(Beginning of GIVEN ENTRIES)

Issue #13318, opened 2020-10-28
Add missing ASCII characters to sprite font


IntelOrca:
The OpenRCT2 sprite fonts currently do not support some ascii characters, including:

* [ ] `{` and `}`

(End of GIVEN ENTRIES)
(Beginning of GIVEN ENTRIES)

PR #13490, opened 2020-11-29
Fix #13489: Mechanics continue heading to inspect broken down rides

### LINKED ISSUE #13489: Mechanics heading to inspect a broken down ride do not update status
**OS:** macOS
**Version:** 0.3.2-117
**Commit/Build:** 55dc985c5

(End of GIVEN ENTRIES)

ABOUT THIS EXERCISE
Report, for the data above, every line in which the string "characters" appears.

EXERCISE RESPONSE
Add missing ASCII characters to sprite font
The OpenRCT2 sprite fonts currently do not support some ascii characters, including:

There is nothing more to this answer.